En cas de TFO découverte sur l’analyse histologique définitive, l’indication d’une chirurgie de restadification va dépendre, d’une part des caractéristiques anatomopathologiques de la tumeur, notamment entre séreux et mucineux, et d’autre part de la qualité de l’inspection de la cavité abdominale lors de la chirurgie initiale, avec la détection des implants péritonéaux qu’ils soient invasifs ou non et l’exploration de l’appendice en cas de TFO mucineuse. Dans tous les cas, l’indication d’une chirurgie de restadification doit être discutée en Réunion de Concertation Pluridisciplinaire.
Au cours de cette chirurgie, il semble justifier de réaliser une omentectomie en raison d’un taux de lésions occultes épiploïques variant de 1,5 à 10 % avec notamment un impact statistiquement significatif sur la survie sans progression [8], une exploration complète de la cavité abdominale associée à des biopsies péritonéales sur les zones suspectes ou de façon systématique compte tenu d’un taux de lésions occultes péritonéales variant de 0 à 15% avec 1,4 à 3,7% de biopsies invasives dans la littérature [9,10], une cytologie péritonéale dont la positivité varie de 1,4 à 13,4% [10,11], ainsi qu’une appendicectomie seulement en cas d’aspect macroscopiquement pathologique car le taux d’envahissement appendiculaire semble inférieur à 3% en cas d’appendice macroscopiquement sain [12,13].
En revanche, il n’y a pas lieu d’effectuer une hystérectomie à titre systématique dans la prise en charge des TFO séreuses ou mucineuses en raison d’un taux d’envahissement de l’utérus inférieur à 2% et de l’absence d’amélioration de la survie sans récidive [14].
- Voie d’abord chirurgicale :
La prise en charge cœlioscopique est possible pour les TFO de stade précoce mais semble conditionnée par le volume tumoral. En effet, les données publiées sont en faveur d’une augmentation du risque de récidive en cas de rupture tumorale peropératoire dont le taux varie de 29 à 58% dans la littérature et identifient le volume tumoral comme le facteur prédictif principal de la rupture tumorale peropératoire. Le risque semble augmenté au-delà d’un volume tumoral de 5cm [15] et évident à partir de 10 cm [16].
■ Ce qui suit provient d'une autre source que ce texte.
PR #43111, opened 2023-06-22
[web] Move web-only initialization APIs to `dart:ui_web`

mdebbar:
| Old API in `dart:ui` | New API in `dart:ui_web` |
|-|-|
| ~`webOnlyInitializePlatform`~ | ~`ui_web.initializePlatform`~ |
| `webOnlyWarmupEngine` | `ui_web.bootstrapEngine` |
| `debugEmulateFlutterTesterEnvironment` | `ui_web.debugEmulateFlutterTesterEnvironment` |
| `webOnlySetPluginHandler` | `ui_web.setPluginHandler` |

Part of https://github.com/flutter/flutter/issues/126831


lib/web_ui/lib/ui_web/src/ui_web/initialization.dart
```diff
@@ -0,0 +1,66 @@
...
+/// the [FlutterLoaderExtension.didCreateEngineInitializer] JS callback, to
+/// delegate bootstrapping the app to the programmer.
+///
+/// If said callback is not defined, this assumes that the Flutter Web app is
+/// initializing "automatically", as was normal before this feature was
+/// introduced. This will immediately run the `initializeEngine` and `runApp`
+/// methods (via [AppBootstrap.autoStart]).
+///
+/// This method should NOT trigger the download of any additional resources
+/// (except when the app is in "autoStart" mode).
```
yjbanov, line 36: Maybe we should move most of this under a `//` doc and write a fresh one that doesn't rely on internal details?

lib/web_ui/lib/ui_web/src/ui_web/initialization.dart
```diff
@@ -0,0 +1,66 @@
...
+Future<void> warmupEngine({
+  Function? registerPlugins,
+  Function? runApp,
```
yjbanov, line 39: Can we use more specific function signatures? Looks like they are just `void Function()`?

lib/web_ui/lib/initialization.dart
```diff
@@ -23,94 +23,66 @@
...
-    engine.domWindow.console.debug('Flutter Web Bootstrap: Auto.');
-    await bootstrap.autoStart();
-  } else {
-    // Yield control of the bootstrap procedure to the user.
-    engine.domWindow.console.debug('Flutter Web Bootstrap: Programmatic.');
-    loader.didCreateEngineInitializer(bootstrap.prepareEngineInitializer());
-  }
+// TODO(mdebbar): Deprecate this and remove it.
+// https://github.com/flutter/flutter/issues/127395
+bool get debugEmulateFlutterTesterEnvironment {
```
ditman, line 60: Is this something that is needed for end users, or is this only for our testing? If it's only for our engine testing, it probably should live within `engine` or similar, rather than be exposed to `web_ui`?

ditman: (Never mind, this is used all over the bootstrap and the framework!)

yjbanov: Alternatively, this could be hidden behind JS-interop, if we don't want it to show up in the public APIs.

mdebbar: `debugEmulateFlutterTesterEnvironment` has effect on several things including the usage of Ahem font. If users want their tests to produce real text (e.g. for screenshots), they have to disable `debugEmulateFlutterTesterEnvironment`.

lib/web_ui/lib/ui_web/src/ui_web/initialization.dart
```diff
@@ -0,0 +1,66 @@
...
+// Use of this source code is governed by a BSD-style license that can be
+// found in the LICENSE file.
+
+import 'package:ui/src/engine.dart';
+
+/// Performs a full initialization of the web environment that supports the
+/// Flutter framework.
+///
+/// Unlike [warmupEngine], this method initializes UI and non-UI services.
+Future<void> initializePlatform() async {
```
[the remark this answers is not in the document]
mdebbar: No reason. I just removed the `webOnly` prefix from the name. I think `initializeEngine` makes more sense, and is more consistent with `warmupEngine`.

lib/web_ui/lib/ui_web/src/ui_web/initialization.dart
```diff
@@ -0,0 +1,66 @@
...
+  await initializeEngine();
+}
+
+/// Initializes essential bits of the engine before it fully initializes.
+///
+/// When [FlutterLoaderExtension.didCreateEngineInitializer] is set, it delegates
+/// engine initialization and app startup to the programmer. Else, it immediately
```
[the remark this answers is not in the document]
mdebbar: @ditman any ideas here?

Most people won't see or need this. It's done by `flutter.js` for them. The people who care about this are the ones who want to provide their own replacement for `flutter.js`.

mdebbar:
1. Not moving `webOnlyInitializePlatform` to `dart:ui_web` anymore. We might be able to switch all call sites to use `bootstrapEngine` instead.
2. Renamed `warmupEngine` to `bootstrapEngine`.
3. Updated the docs of `bootstrapEngine`.

lib/web_ui/lib/ui_web/src/ui_web/initialization.dart
```diff
@@ -0,0 +1,57 @@
...
+/// Bootstraps the Flutter Web engine and app.
+///
+/// If the app uses plugins, then the [registerPlugins] callback can be provided
+/// to register those plugins. This is done typically by calling
+/// `registerPlugins` from the auto-generated `web_plugin_registrant.dart` file.
+///
+/// The [runApp] callback is invoked to run the app after the engine is fully
+/// initialized.
+///
+/// For more information, see what the `flutter_tools` doesin the entrypoint
```
yjbanov, line 17: nit: s/doesin/does in/

lib/web_ui/lib/ui_web/src/ui_web/plugins.dart
```diff
@@ -0,0 +1,22 @@
+// Copyright 2013 The Flutter Authors. All rights reserved.
+// Use of this source code is governed by a BSD-style license that can be
+// found in the LICENSE file.
+
+import 'dart:typed_data';
+
+import 'package:ui/src/engine.dart';
+import 'package:ui/ui.dart' as ui;
+
+typedef PluginMessageHandler = Future<void> Function(
```
yjbanov, line 10: Does this need a dartdoc?

yjbanov (approved):

lib/web_ui/lib/ui_web/src/ui_web/plugins.dart
mdebbar: I removed this. We already have the same typedef in `dart:ui` so I used that instead.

Il est donc recommandé de prendre toutes les dispositions pour éviter la rupture tumorale, y compris la décision per opératoire de laparoconversion et de réaliser une extraction de la pièce opératoire à l’aide d’un sac endoscopique afin d’éviter toute dissémination tumorale et protéger la paroi abdominale.
Modalités de surveillance
La surveillance des TFO traitées doit se poursuivre au-delà de 5 ans associant un examen clinique systématique et la réalisation d’une échographie endovaginale ou sus-pubienne notamment en cas de traitement conservateur (parenchyme ovarien et utérus). Néanmoins, les données de la littérature sont insuffisantes pour préciser le rythme de ces examens.